My high school friend, Andrew Cohen, once played guitar on stage at an Ann Arbor Huron talent show dressed in a space suit. On stage with him were two other friends of mine, Jamall and Zack, who rapped over Cohen and a drummer’s beat while donning back masks over their faces, anonymous style. When they were done everyone went crazy and they threw demo tapes in the crowd before administrators started confiscating them and escorted them off the stage.

Jamall (Buff-1) and Zack (Trey/Logic/?) went on to form Athletic Mic League along with Mike (Grand Cee), Kendal (14KT), and brothers Wes and Vaughn (can’t remember their rap names). They were sweet, putting out a few albums, including their last CD, “Sweats and Kicks”, (and their 12″ EP) which we have for sale at our store.

In addition to their lyrical style and masterful blend of five unique voices, what made AML good was how they incorporated a blend of retro yet futuristic soul into their music. And one of the masterminds behind that was their DJ, Cohen, aka DJ Haircut.

After AML split up, Haircut split to LA, teaming up with ex-Funktelligence members Jackson and IX Lives to form a new group called Now On. Haircut continued to explore his musical interests, digging heavily into soul, disco and funk. I’ve sort of kept track of where everyone is - I have another childhood friend, Topher Mohr, who also was in Funktelligence and then went out to New York to pursue a solo career and is doing well. On a side note, I have Funktelligence’s old demo tape with tracks “Similies” and “For Your Soul” that I’ve been meaning to post and write about - maybe I will soon.
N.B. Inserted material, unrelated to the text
Issue #15163, opened 2023-09-27
Error message related to ExpansionStates when refreshing a notebook


HaudinFlorence:
## Description
When working in dev mode and watch mode, with necessity to frequently update the view of the notebook, it has appeared that when making a change and refreshing, it may happen that operation takes time or not succeed. The following error message appears in the console:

So, I just got an email from my mom who sent me a review by the New York Times on a solo album called “A Strange Arrangement” by Cohen, who is now evolved into a soul singer called Mayer Hawthorn:

MAYER HAWTHORNE

“A Strange Arrangement”

(Stones Throw)

Mayer Hawthorne’s debut album, “A Strange Arrangement,” breezes by in a torrent of reference points: doo-wop and quiet-storm R&B, a Philly-soul horn section, Funk Brothers bass lines and drumming, the dignified and elegantly rendered heartbreak that was the text of soul music’s late 1960s and early ’70s glory period. And like most great, faithful admirers Mr. Hawthorne, 30, arrives from outside: born Andrew Cohen and raised in Ann Arbor, Mich., Mr. Hawthorne is white, and before winding down nostalgia lane, he was a hip-hop D.J. His early recordings in this style, he’s said in interviews, were “a joke.”

Whether that was shoulder-shrugging apology or self-deprecating understatement isn’t clear, but on “A Strange Arrangement” Mr. Hawthorne is deadly serious. He’s an able singer, a gifted mimic and an arranger of astonishing precision. Working largely alone in his Los Angeles studio, he’s pieced together some stunning simulacra — not just in lyric and sound, which are unremittingly loyal to the classic soul that serves as his template, but also in tone. Most songs here emerge through fog, slightly distant and slightly obscured.

The feelings are lucid, though, on these knowing nuggets of heartbreak. On “I Wish It Would Rain,” Mr. Hawthorne bleats, “Well, I wish that it would rain/It would be a great disguise/Maybe then you wouldn’t see the teardrops in my ey-ey-eyes.”

But mostly it’s Mr. Hawthorne’s music that does the emoting. By layering his naïve vocals and harmonizing with himself, he conjures a forceful richness, but when it’s just his unadorned voice, aching its way through a melody with audible strain — say, at the top of “Shiny & New,” where he slithers in and out of the correct pitch as if drunk — his structure begins to collapse. Those moments, with the seams showing, are the only ones that leave the impression that, for all of Mr. Hawthorne’s careful work, this may be just a stunt after all.

JON CARAMANICA

You can also check out Mayer Hawthorne in this video, playing with the band “The County”, featuring the aforementioned Topher Mohr. Cohen just has a geat sense of humor, evident in his sweater and tie, and proclamations of him being a “dapper gentlemen”. His album, though, looks serious as well as potentially very good. Hawthorne comments in the video that he remains deeply influenced by hip hop with this Motown influenced album, and that it’s “equal parts J Dilla and Smokey Robinson”.

You can check out his label profile page here, which also links to a page to buy the album (also available on vinyl!).

Cheers, Andrew Cohen/DJ Haircut/Mayer Hawthorne. If you’re reading this, Geoff Anderson hopes you continue to make it. If you want someone to pimp the album back home, send me one :).